Exercise objective: Could you copy each line of the listing that holds "wrapper"?

Input data:

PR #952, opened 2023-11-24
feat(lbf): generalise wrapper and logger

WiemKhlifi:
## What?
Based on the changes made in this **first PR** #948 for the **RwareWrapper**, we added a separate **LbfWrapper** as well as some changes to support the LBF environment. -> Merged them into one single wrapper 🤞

Reply:
feat(lbf): generalise wrapper and logger
Based on the changes made in this **first PR** #948 for the **RwareWrapper**, we added a separate **LbfWrapper** as well as some changes to support the LBF environment. -> Merged them into one single wrapper 🤞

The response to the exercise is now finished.